**Data shown:**
PR #443, opened 2020-10-16
sof-kernel-log-check.sh: move the DSP reset filter out of platform filter

xiulipan:
Now the DSP reset failur is seen on more platform. Move this filter out     of platform.

### DIFF
--- a/tools/sof-kernel-log-check.sh
+++ b/tools/sof-kernel-log-check.sh
@@ -84,29 +84,26 @@ ignore_str="$ignore_str"'|usb 2-.: .'
 # --priority. Hopefully other issues will cause the test to fail in that
 # case.
 #
-# For now the codes seem to be 0x00000000 and affected platforms have
-# PCI ID 1f.3. Before adding other values make sure you update the list
-# of affected systems in bug 3395 below.
-#
 # Buglink: https://github.com/thesofproject/sof/issues/3395
+
+ignore_str="$ignore_str"'|sof-audio-pci 0000:00:..\..: status = 0x[0]{8} panic = 0x[0]{8}'
+# There will be debug logs at each failed initializaiton of DSP before Linux 5.9
+#   sof-audio-pci 0000:00:1f.3: error: cl_dsp_init: timeout HDA_DSP_SRAM_REG_ROM_STATUS read
+#   sof-audio-pci 0000:00:1f.3: error: status = 0x00000000 panic = 0x00000000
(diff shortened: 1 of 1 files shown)


tools/sof-kernel-log-check.sh
```diff
@@ -79,34 +77,24 @@ ignore_str="$ignore_str"'|usb 2-.: .'
...
-        ignore_str="$ignore_str"'|error: iteration [01]'
-        ignore_str="$ignore_str"'|error: status'
-        ignore_str="$ignore_str"'|error: cl_dsp_init: timeout HDA_DSP_SRAM_REG_ROM_STATUS read'
-
-        # On CML_RVP_SDW, suspend-resume test case failed due to "mei_me 0000:00:16.4: hw_reset failed ret = -62".
-        # https://github.com/thesofproject/sof-test/issues/389
-        ignore_str="$ignore_str"'|mei_me 0000:00:16\..: hw_reset failed ret = -62'
-        ;;
-esac
+ignore_str="$ignore_str"'|sof-audio-pci 0000:00:1f\.3: status = 0x[0]{8} panic = 0x[0]{8}'
```
plbossart, line 81: this doesn't work on APL/GLK, the PCI ID is different...

marc-hb (changes requested):
> Most error logs come from shared issues,

I'm not sure in general but most of the error strings added recently were platform specific. They were (wrongly) added in the platform-independent part of the code.

> no need to map each error log with each platform.

We already discussed the value of this when the FW boot failure was added, see the corresponding PR.

marc-hb:
I just got some more context off-line. Please update https://github.com/thesofproject/sof/issues/3395 with the new information and move only the 3395-related messages out of the `case`, leave the other error inside the `case`.

> I'm not sure in general but most of the error strings added recently were platform specific. They were (wrongly) added in the platform-independent part of the code.

In fact just reading the comments in this file is enough to see that most errors are platform specific.

tools/sof-kernel-log-check.sh
xiulipan: Oops, I will try to update these with regex.

marc-hb (approved):
CI is broken, probably because of this kconfig change https://github.com/thesofproject/sof-test/issues/458

aiChaoSONG:
SOFCI TEST

aiChaoSONG:
A new round or CI test is passed, merge, The broken CI by kconfig change is fixed.

PR #444, opened 2020-10-19
wavetool: lower default threshold for WoV test case

aiChaoSONG:
For current WoV setup, the THD+N of a captured wave
without any distortion may be lower than -75dB, lower
the default threshold to make WoV test pass.


keqiaozhang (approved):

aiChaoSONG:
no regression introduced

PR #452, opened 2020-10-20
env-check.sh: show which file(s) lack exec permissions. Other cleanups

marc-hb:
It was not very useful to tell the user that some files lack execute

**About this task:**
Repeat the listing exactly.

**Solution for this problem:**
PR #443, opened 2020-10-16
sof-kernel-log-check.sh: move the DSP reset filter out of platform filter

xiulipan:
Now the DSP reset failur is seen on more platform. Move this filter out     of platform.

### DIFF
--- a/tools/sof-kernel-log-check.sh
+++ b/tools/sof-kernel-log-check.sh
@@ -84,29 +84,26 @@ ignore_str="$ignore_str"'|usb 2-.: .'
 # --priority. Hopefully other issues will cause the test to fail in that
 # case.
 #
-# For now the codes seem to be 0x00000000 and affected platforms have
-# PCI ID 1f.3. Before adding other values make sure you update the list
-# of affected systems in bug 3395 below.
-#
 # Buglink: https://github.com/thesofproject/sof/issues/3395
+
+ignore_str="$ignore_str"'|sof-audio-pci 0000:00:..\..: status = 0x[0]{8} panic = 0x[0]{8}'
+# There will be debug logs at each failed initializaiton of DSP before Linux 5.9
+#   sof-audio-pci 0000:00:1f.3: error: cl_dsp_init: timeout HDA_DSP_SRAM_REG_ROM_STATUS read
+#   sof-audio-pci 0000:00:1f.3: error: status = 0x00000000 panic = 0x00000000
(diff shortened: 1 of 1 files shown)


tools/sof-kernel-log-check.sh
```diff
@@ -79,34 +77,24 @@ ignore_str="$ignore_str"'|usb 2-.: .'
...
-        ignore_str="$ignore_str"'|error: iteration [01]'
-        ignore_str="$ignore_str"'|error: status'
-        ignore_str="$ignore_str"'|error: cl_dsp_init: timeout HDA_DSP_SRAM_REG_ROM_STATUS read'
-
-        # On CML_RVP_SDW, suspend-resume test case failed due to "mei_me 0000:00:16.4: hw_reset failed ret = -62".
-        # https://github.com/thesofproject/sof-test/issues/389
-        ignore_str="$ignore_str"'|mei_me 0000:00:16\..: hw_reset failed ret = -62'
-        ;;
-esac
+ignore_str="$ignore_str"'|sof-audio-pci 0000:00:1f\.3: status = 0x[0]{8} panic = 0x[0]{8}'
```
plbossart, line 81: this doesn't work on APL/GLK, the PCI ID is different...

marc-hb (changes requested):
> Most error logs come from shared issues,

I'm not sure in general but most of the error strings added recently were platform specific. They were (wrongly) added in the platform-independent part of the code.

> no need to map each error log with each platform.

We already discussed the value of this when the FW boot failure was added, see the corresponding PR.

marc-hb:
I just got some more context off-line. Please update https://github.com/thesofproject/sof/issues/3395 with the new information and move only the 3395-related messages out of the `case`, leave the other error inside the `case`.

> I'm not sure in general but most of the error strings added recently were platform specific. They were (wrongly) added in the platform-independent part of the code.

In fact just reading the comments in this file is enough to see that most errors are platform specific.

tools/sof-kernel-log-check.sh
xiulipan: Oops, I will try to update these with regex.

marc-hb (approved):
CI is broken, probably because of this kconfig change https://github.com/thesofproject/sof-test/issues/458

aiChaoSONG:
SOFCI TEST

aiChaoSONG:
A new round or CI test is passed, merge, The broken CI by kconfig change is fixed.

PR #444, opened 2020-10-19
wavetool: lower default threshold for WoV test case

aiChaoSONG:
For current WoV setup, the THD+N of a captured wave
without any distortion may be lower than -75dB, lower
the default threshold to make WoV test pass.


keqiaozhang (approved):

aiChaoSONG:
no regression introduced

PR #452, opened 2020-10-20
env-check.sh: show which file(s) lack exec permissions. Other cleanups

marc-hb:
It was not very useful to tell the user that some files lack execute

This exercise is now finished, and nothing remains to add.